IETF-SSH archive

[Date Prev][Date Next][Thread Prev][Thread Next][Date Index][Thread Index][Old Index]

Re: GSS-APIv2 Extension for Storing Delegated Credentials



Nicolas Williams wrote:
> 
> > to the abstract it seems to address similar area as the "GSS-API Extensions"
> > draft by GGF (available from
> > http://www.ietf.org/internet-drafts/draft-engert-ggf-gss-extensions-00.txt).
> > Perhaps it would make sense to coordinate the effort with GGF?
> 
> Unfortunately, the GGF's export-credential-to-environment-variable
> proposal has a problem: it imposes the use of environment variables as
> the method for referencing credentials stores, as well as the "current"
> credential store.

I would very much like to give some feedback on the proposal,
however I completely underwater these days. :(

Here are a few quick problems that come to my mind:

GSS-API doesn't distinguish different credential stores, although
the new I-D claims that it would.  With GSS-API a mechanism is
free to use an arbitrary number of different credential stores
and employ whatever implementation-specific magic it desires
to decide individually which credential stores to use each time 
an application asks to acquire a credentials handle.

My biggest criticism about the SPKM design was that it uses
the keypair of the longterm credentials to perform each
GSS-API level authentication.  This causes some problems when
an implementation wants to use RSA-SmartCards for credential
storage and crypto-operations:

- "Smart"Cards that deserve their name do not ever reveal the private
  RSA key that they hold.  So it is completely impossible to copy
  credentials that are stored on such smartcards.

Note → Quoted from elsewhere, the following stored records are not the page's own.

PR #1482, opened 2020-11-04
main: update go-llvm to fix LLVM build tags for Linux

aykevl:
This makes sure TinyGo should be buildable again on Darwin.


deadprogram:
Merging.

PR #1484, opened 2020-11-04
board/teensy40: Add external interrupt support

ardnew:
### This PR is baselined on top of the original Teensy 4.0 BSP PR (#1425)

This PR adds support for external interrupts on _**all**_ GPIO pins (both routed and not routed to board headers).

This allows the user to attach interrupt handlers via `func (p Pin) SetInterrupt(change PinChange, callback func(Pin)) error`.

There are 5 detection modes (of type `PinChange`) supported, using the conventional identifiers as other TinyGo boards. Their purpose should be self-evident:

```go
const (
	PinLow     PinChange = 0
	PinHigh    PinChange = 1
	PinRising  PinChange = 2
	PinFalling PinChange = 3
	PinToggle  PinChange = 4
)
```

There are no other publicly visible changes to the existing Teensy 4 API other than this one method added to the `machine` package.

### DIFF
--- a/src/machine/machine_mimxrt1062.go
+++ b/src/machine/machine_mimxrt1062.go
@@ -19,39 +19,39 @@ type PinMode uint8
 
 const (
 	// GPIO
-	PinInput           PinMode = 0
-	PinInputPullUp     PinMode = 1
-	PinInputPullDown   PinMode = 2
-	PinOutput          PinMode = 3
-	PinOutputOpenDrain PinMode = 4
-	PinDisable         PinMode = 5
+	PinInput PinMode = iota
+	PinInputPullUp
+	PinInputPullDown
+	PinOutput
+	PinOutputOpenDrain
+	PinDisable
 
 	// ADC
-	PinInputAnalog PinMode = 6
+	PinInputAnalog
 
 	// UART
-	PinModeUARTTX PinMode = 7
-	PinModeUARTRX PinMode = 8
+	PinModeUARTTX
+	PinModeUARTRX
 
 	// SPI
-	PinModeSPISDI PinMode = 9
-	PinModeSPISDO PinMode = 10
-	PinModeSPICLK PinMode = 11
-	PinModeSPICS  PinMode = 12
+	PinModeSPISDI
+	PinModeSPISDO
+	PinModeSPICLK
+	PinModeSPICS
 
 	// I2C
-	PinModeI2CSDA PinMode = 13
-	PinModeI2CSCL PinMode = 14
+	PinModeI2CSDA
+	PinModeI2CSCL
 )
 
 type PinChange uint8
 
 const (
-	PinLow     PinChange = 0
-	PinHigh    PinChange = 1
-	PinRising  PinChange = 2
-	PinFalling PinChange = 3
-	PinToggle  PinChange = 4
+	PinLow PinChange = iota
+	PinHigh
+	PinRising
+	PinFalling
+	PinToggle
 )
 
 // pinJumpTable represents a function lookup table for all 128 GPIO pins.
--- a/src/machine/machine_mimxrt1062.go
+++ b/src/machine/machine_mimxrt1062.go
@@ -4,6 +4,8 @@ package machine
 
 import (
 	"device/nxp"
+	"math/bits"
+	"runtime/interrupt"
 	"runtime/volatile"
 )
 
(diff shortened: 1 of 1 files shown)


deadprogram:

ardnew:
rebased against `dev`

src/machine/machine_mimxrt1062.go
```diff
@@ -17,29 +19,56 @@ type PinMode uint8
...
 const (
 	// GPIO
-	PinInput PinMode = iota
-	PinInputPullUp
-	PinInputPullDown
-	PinOutput
-	PinOutputOpenDrain
-	PinDisable
+	PinInput           PinMode = 0
+	PinInputPullUp     PinMode = 1
```
aykevl: Are these changes intentional? The code looks cleaner to me as it was before (with `iota`).

src/machine/machine_mimxrt1062.go
```diff
@@ -301,6 +330,101 @@ func (p Pin) Toggle() {
...
 }
 
+// dispatchInterrupt invokes the user-provided callback functions for external
+// interrupts generated on the high-speed GPIO pins.
+//
+// Unfortunately, all four high-speed GPIO ports (A-D) are connected to just a
+// single interrupt control line. Therefore, the interrupt status register (ISR)
+// must be checked in all four GPIO ports on every interrupt.
+func (jt *pinJumpTable) dispatchInterrupt(interrupt.Interrupt) {
+	handle := func(gpio *nxp.GPIO_Type, port Pin) {
```
aykevl, line 340: This is probably okay but note that closures might cause a heap allocation, which is not allowed in interrupts (see #1460).

src/machine/machine_mimxrt1062.go
```diff
@@ -301,6 +330,101 @@ func (p Pin) Toggle() {
...
+		gpio.ISR.Set(mask)       // clear any pending interrupt (W1C)
+		gpio.IMR.ClearBits(mask) // disable external interrupt
+	}
+	// enable or disable the interrupt based on number of defined callbacks
+	if pinISR.numDefined > 0 {
+		if nil == pinInterrupt {
+			// create the Interrupt if it is not yet defined
+			irq := interrupt.New(nxp.IRQ_GPIO6_7_8_9, pinISR.dispatchInterrupt)
+			pinInterrupt = &irq
+			pinInterrupt.Enable()
```
aykevl, line 417: I don't really understand this, why do you use `&irq`?
```suggestion
			irq.Enable()
```

aykevl (commented):
I didn't look too deeply into the implementation but superficially this looks good to me.

src/machine/machine_mimxrt1062.go
ardnew: I keep a copy of the interrupt (as _global_ `pinInterrupt`) so that:

1. We don't have to create/enable it when it already exists and is already enabled (`nil != pinInterrupt`)
2. We can disable it when all user callbacks are removed (`pinISR.numDefined == 0`)

I have `pinInterrupt` defined as a pointer (`*interrupt.Interrupt`), and hence use `&irq`, so that I can check if it has been created or not via comparison to `nil`. Wasn't sure of a simple, equivalent way to test a _**value**_ of type `interrupt.Interrupt`.

#### _Related_:

For some reason, `interrupt.New` doesn't follow Go convention and returns a value type instead of a pointer. In this respect, I think it should have been named `interrupt.Make`. In particular, should have been either of these two:

> `func New(id int, handler func(Interrupt)) *Interrupt`
> `func Make(id int, handler func(Interrupt)) Interrupt`

ardnew: Wasn't sure of a way to assign directly to the _pointer_ `pinInterrupt` from the _value_ returned by `interrupt.New`, without using an intermediate variable `irq` and taking its address `&irq`.

Using `pinInterrupt = &interrupt.New(...)`  or `pinInterrupt = &(interrupt.New(...))` isn't valid

src/machine/machine_mimxrt1062.go
ardnew: Hmm, why is this okay then? I can verify it works, and it is an interrupt service routine. It _looks like_ a closure over the receiver variable `jt`... otherwise, maybe it is just an anonymous function? 

Or you're saying closures are okay if and only if they don't make an allocation. 

Of course I can refactor and pull `handle` out as a proper function if you recommend it

I also wasn't sure if the call to `bits.TrailingZeros32` was not allowed or not recommended in an ISR.

src/machine/machine_mimxrt1062.go
ardnew: They were intentional, but only because I was trying to match the convention from SAMD51. Looks like SAMD21 and STM32 do the same (see: `machine_atsamd21.go`, `machine_atsamd51.go`, and `machine_stm32_moder_gpio.go`)

I also found it useful to be able to immediately look up the integer value of these modes when debugging.

Now that these aren't being debugged anymore, there isn't really a benefit. 

I will revert these back to using `iota`.

src/machine/machine_mimxrt1062.go
deadprogram: I think we should probably revisit this specific point, but in a future PR, since there are enough interrelated PRs already! :smiley_cat:

src/machine/machine_mimxrt1062.go
deadprogram: This is going to need to be addressed further, but can be handled in a future PR.

deadprogram:
Thanks for working on this @ardnew now merging.

src/machine/machine_mimxrt1062.go
aykevl: Ah I see. Maybe `interrupt.New` is badly named then. It's actually a compiler intrinsic instead of a regular function call, so it will be evaluated at compile time instead of runtime and the return value is compiled down to a constant integer. This magic makes sure that the interrupt handler can be optimized away if the interrupt is never enabled.

Maybe something like `interrupt.Request` is better? Suggestions are definitely welcome.

src/machine/machine_mimxrt1062.go
aykevl: The reason why it's _probably_ okay in this case is that if only a single pointer is captured in a closure, it avoids a heap allocation. This is an implementation detail and there is no guarantee that this will remain the case (although I see no reason to change this).

If you want to be sure, you can try to apply #1460.

Issue #1408, opened 2020-09-25
findPinPadMapping panics (index out of range) when noPin is passed


conejoninja:
On the *pybadge* it's not possible to use the onboard display, the error might be caused by this change : https://github.com/tinygo-org/tinygo/commit/1451eeaf414176f2b96298516f3bf2c3296f8037

SPI1_SDI_PIN is defined as noPin (255) https://github.com/tinygo-org/tinygo/blob/release/src/machine/board_pybadge.go#L103
pinPadMapping is 64 length https://github.com/tinygo-org/tinygo/blob/release/src/machine/machine_atsamd51.go#L267

Code to reproduce the issue

```go
	machine.SPI1.Configure(machine.SPIConfig{
		SCK:       machine.SPI1_SCK_PIN,
		SDO:       machine.SPI1_SDO_PIN,
		SDI:       machine.SPI1_SDI_PIN,
		Frequency: 8000000,
	})
```

This fix the issue, but not sure about the implications : https://github.com/conejoninja/tinygo/commit/6c39859ec32b0d28ce3aadd0f0966079fc5cc380

sago35:
@conejoninja 
You can maybe set up a PB12 instead of NoPin as with the arduino.
You can't read the value because it's not connected, but I think the SPI setup will work!

https://github.com/adafruit/ArduinoCore-samd/blob/master/variants/pybadge_m4/variant.cpp#L104


> This fix the issue, but not sure about the implications : [conejoninja@6c39859](https://github.com/conejoninja/tinygo/commit/6c39859ec32b0d28ce3aadd0f0966079fc5cc380)

On a different note, I think it would be good to change it so that it doesn't become panic.
So I think this change is necessary as well.

sago35:
https://github.com/adafruit/ArduinoCore-samd/blob/master/variants/pygamer_m4/variant.cpp#L100-L101

PB12 is doubly defined here.
This seems to be a mistake on the Arduino side.

aykevl:
@conejoninja your proposed fix looks correct. Can you make a PR with it?

conejoninja:
@aykevl similar code was already merged here : https://github.com/tinygo-org/tinygo/commit/db27541b1a44a903feeeef91840314a56fcdc725

we still need to consider adding an extra check in findPinPadMapping so pin/2 isn't out of range

aykevl:
[...]

PR #1485, opened 2020-11-04
machine/atsamd51: handle configuration of output-only SPI where input pin not connected

### LINKED ISSUE #1483: SPI1.Configure crashes for pygamer
I want to use TFT on pygamer, but calling machine.SPI1.Configure crash

```go
	machine.SPI1.Configure(machine.SPIConfig{
		SCK:       machine.SPI1_SCK_PIN,
		SDO:       machine.SPI1_SDO_PIN,
		SDI:       machine.SPI1_SDI_PIN,
	})
```

jypelle:


src/machine/machine_atsamd51.go
```diff
@@ -1331,12 +1331,13 @@ func (spi SPI) Configure(config SPIConfig) error {
 
 	// Determine the input pinout (for SDI).
 	var dataInPinout uint32
-	SDIPinMode, SDIPad, ok := findPinPadMapping(spi.SERCOM, config.SDI)
+	var SDIPinMode PinMode
```
sago35, line 1334: I think it's a good change.

If we don't use SDI, is it OK for SDIPinMode and dataInPinout to be 0?
Do you know anything about it?

jypelle: For SDIPinMode, it's only used when config.SDI != NoPin so it's ok.

For dataInPinout, I concede I'm not 100% sure. What i can say is that my adafruit pygamer tft screen works seemlessly with this change.

sago35: The proposed amendment to #1408 ([conejoninja@6c39859](https://github.com/conejoninja/tinygo/commit/6c39859ec32b0d28ce3aadd0f0966079fc5cc380)) is almost the same code.
I think it's fine.

sago35 (dismissed):
Looks good to me

sago35:
findPinPadMapping is also called by other functions, such as the UART.
Therefore, it is better to include a crash prevention mechanism in findPinPadMapping().

conejoninja:
I'd have set the variables dataInPinout & SDIPinMode, but as stated in my commit, I didn't know the implications of such change (setting them or not). I strongly recommend to do one way or another, until this is added, displays on the pygamer/pybadge/pyedge/... remain broken.

Linking the opened issue here : https://github.com/tinygo-org/tinygo/issues/1408

deadprogram:
Thanks everyone who has worked on this. Now merging.

src/machine/machine_atsamd51.go
aykevl: Yes I think this is fine. With `dataInPinout` left zero, it will still read data from some arbitrary pin but as long as it is not read that should be fine (see `CTRLA.DIPO` field of the SPI peripheral, [here](http://ww1.microchip.com/downloads/en/DeviceDoc/60001507E.pdf#page=986)).

PR #2245, opened 2021-11-10
ci: improve caching for GitHub Actions

aykevl:
Previously the cache would be stale for every new branch.
With this change, PRs use the cache from the base branch and therefore don't need to rebuild LLVM from scratch.

### DIFF
--- a/.github/workflows/windows.yml
+++ b/.github/workflows/windows.yml
@@ -1,6 +1,11 @@
 name: Windows
 
-on: push
+on:
+  pull_request:
+  push:
+    branches:
+      - dev
+      - release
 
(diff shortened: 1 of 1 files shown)


aykevl:
This seems to work: https://github.com/tinygo-org/tinygo/runs/4168639924 did use the cache even though the branch doesn't have any caches yet (I cancelled them all before they could complete).

deadprogram:
That seems promising! I will try that same syntax out in the https://github.com/tinygo-org/tinygo/pull/2221 branch.

deadprogram:
Also, now merging.

Issue #2236, opened 2021-11-06
Failed to compile github.com/hajimehoshi/ebiten/v2/examples/2048


hajimehoshi:
```sh
git clone https://github.com/hajimehoshi/ebiten
cd ebiten
docker pull tinygo/tinygo:latest
docker run --rm -v $(pwd):/src -w /src tinygo/tinygo-dev:latest tinygo build -o wasm.wasm -target=wasm -tags=example ./examples/2048/
```

```
go: downloading golang.org/x/image v0.0.0-20210628002857-a66eb6448b8d
go: downloading golang.org/x/text v0.3.6
panic: interp: load from object with external store

goroutine 9 [running]:
github.com/tinygo-org/tinygo/interp.(*memoryView).load(0xc00cd00270, {0xc000000cef}, 0x4)
        /tinygo/interp/memory.go:273 +0x2a5
github.com/tinygo-org/tinygo/interp.(*runner).run(0xc017c80120, 0xc00a4a19f0, {0xc00d24db10, 0x4, 0x2}, 0xc01ae4e810, {0xc00d069428, 0x8})
        /tinygo/interp/interpreter.go:395 +0x4eae
github.com/tinygo-org/tinygo/interp.(*runner).run(0xc017c80120, 0xc00a4a19a0, {0x0, 0x0, 0x0}, 0x0, {0x7e025d, 0x4})
        /tinygo/interp/interpreter.go:490 +0x8555
github.com/tinygo-org/tinygo/interp.Run({0xc018681dc8}, 0x5f)
        /tinygo/interp/interp.go:112 +0x630
github.com/tinygo-org/tinygo/builder.optimizeProgram({0x7f62ce14d550}, 0xc000070ea0)
        /tinygo/builder/build.go:761 +0x33
github.com/tinygo-org/tinygo/builder.Build.func2(0x0)
        /tinygo/builder/build.go:456 +0x66d
github.com/tinygo-org/tinygo/builder.jobWorker(0x0, 0x0)
        /tinygo/builder/jobs.go:191 +0xad
created by github.com/tinygo-org/tinygo/builder.runJobs
        /tinygo/builder/jobs.go:110 +0x229
```

Zyko0:
Same issue here

aykevl:
I have a fix for this issue (and another issue that came up after that), will make PRs soon.

aykevl:
[...]

PR #2246, opened 2021-11-11
interp: take care of constant globals

aykevl:
Constant globals can't have been modified, even if a pointer is passed
externally. Therefore, don't treat it as such in hasExternalStore.

In addition, it doesn't make sense to update values of constant globals
after the interp pass is finished. So don't do this.

TODO: track whether objects are actually modified and only update the
globals if this is the case.

---

This fixes the `panic: interp: load from object with external store` issue in #2236.


deadprogram:
Thanks @aykevl now merging.

PR #2247, opened 2021-11-11
interp: fix reverting of extractvalue/insertvalue with multiple indices

aykevl:
This is the second bug in https://github.com/tinygo-org/tinygo/issues/2236, uncovered after the first one is fixed using #2246.


deadprogram:

PR #2252, opened 2021-11-11
compiler: fix indices into strings and arrays

aykevl:
This PR fixes two bugs at once:

 1. Indices were incorrectly extended to a bigger type. Specifically,
    unsigned integers were sign extended and signed integers were zero
    extended. This commit swaps them around.
 2. The getelementptr instruction was given the raw index, even if it
    was a uint8 for example. However, getelementptr assumes the indices
    are signed, and therefore an index of uint8(200) was interpreted as
    an index of int8(-56).

---

This bug caused several packages to fail the tests, including math/bits and golang.org/x/image/ccitt.

### DIFF
--- a/compiler/asserts.go
+++ b/compiler/asserts.go
@@ -15,22 +15,16 @@ import (
 // createLookupBoundsCheck emits a bounds check before doing a lookup into a
 // slice. This is required by the Go language spec: an index out of bounds must
 // cause a panic.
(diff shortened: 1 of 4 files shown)


dgryski:
This plus the reflect.DeepEqual() fix means that all the stdlib compress/* package tests can now run and pass with minimal modification.

deadprogram:
Great fix @aykevl thanks! Now merging.

PR #2254, opened 2021-11-12
pass testing arguments to wasmtime

dgryski:
Being paranoid here and only putting the testVerbose etc checks inside the wasmtime if block.  I don't know how other emulators take their arguments.

### DIFF
--- a/main.go
+++ b/main.go
@@ -244,8 +244,18 @@ func runPackageTest(config *compileopts.Config, result builder.BuildResult, test
 		cmd.Dir = result.MainDir
 	} else {
 		// Run in an emulator.
-		// TODO: pass the -test.v flag if needed.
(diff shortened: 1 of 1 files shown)


deadprogram:
You are a much more serious user of wasmtime than I am, so I trust this works as you expect.

Now merging, thanks @dgryski

aykevl:
While I think it's a good change, I think a better (long term) solution is to merge the logic for `tinygo test`, `tinygo run` and the logic in make_test.go for running binaries with parameters (and environment variables).

@dgryski is this something you want to do or something I should take a look at?

See also: https://github.com/tinygo-org/tinygo/pull/2043

dgryski:
I probably won't have time to look at a larger fix :(

PR #2256, opened 2021-11-12
nano-33-ble: internal i2c config, power led and sensors switch

ysoldak:
Adds missing pin definitions to work with onboard sensors

### DIFF
--- a/src/machine/board_nano-33-ble.go
+++ b/src/machine/board_nano-33-ble.go
@@ -1,9 +1,14 @@
+//go:build nano_33_ble
 // +build nano_33_ble
 
 // This contains the pin mappings for the Arduino Nano 33 BLE [Sense] boards.
+// - https://store.arduino.cc/arduino-nano-33-ble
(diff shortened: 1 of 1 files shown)


src/machine/board_nano-33-ble.go
```diff
@@ -72,8 +83,19 @@ const (
...
+
+	// I2C0 (external) pins
+	SDA0_PIN = P0_31
+	SCL0_PIN = P0_02
+
+	// I2C1 (internal) pins
+	SDA1_PIN = P0_14
+	SCL1_PIN = P0_15
+
+	I2C_PULLUP = P1_00 // Set high for I2C to work
```
ysoldak, line 98: This is odd, but required for internal I2C to work.
Extracted from https://github.com/arduino/ArduinoCore-mbed/blob/master/variants/ARDUINO_NANO33BLE/variant.cpp#L159

deadprogram:
Thanks for adding the mapping here @ysoldak now merging.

- Since every single gssapi-level authentication requires access to
  the longterm credentials, the use of SmartCards in Single Sign-On
  environments that perform a large amount of gssapi-level security
  context establishments require unrestricted access to the cards
  signing/encryption capabilities without additional user intervention,
  rendering the contained keypair utterly useless for any kind of
  legally relevant digital signature operations

- SPKM 1/2 (rfc2025) doesn't support credential delegation, and
  when smartcards are used it is physically impossible

- Common PC SmartCard (TCos 1.2 and 2.0) readers and SmartCard interfaces
  use a serial communication interface with 9600 or 19200 baud, which
  makes all operations involving the SmartCard *EXTREMELY* slow,
  and the software has to solve the issue of multiple concurrent
  access from different processes in a Single Sign-On environment
  (a mutual authentication involving two smartcards with 1024-bit
   RSA keys take about 20 Seconds...)

- when an SPKM-implementation is stupid enough to use RSA digital
  signatures for Message Integrity Protection of each individual
  message of application data, then the problem gets exponentially worse.
  - message protection operations become extremely slow due to PK-operations
  - it's a real PITA when a SmartCard is involved, in particular the
    contention with parallel access becomes a nightmare in busy
    Single Sign-On environments
  - security context transfer at the GSS-API level must somehow pass
    along credentials access with the exported context token,
    the session key(s) alone as in all reasonable GSS-API mechanisms
    is not sufficient -- again this is particularly "entertaining"
    problem to solve if credentials are on a SmartCard.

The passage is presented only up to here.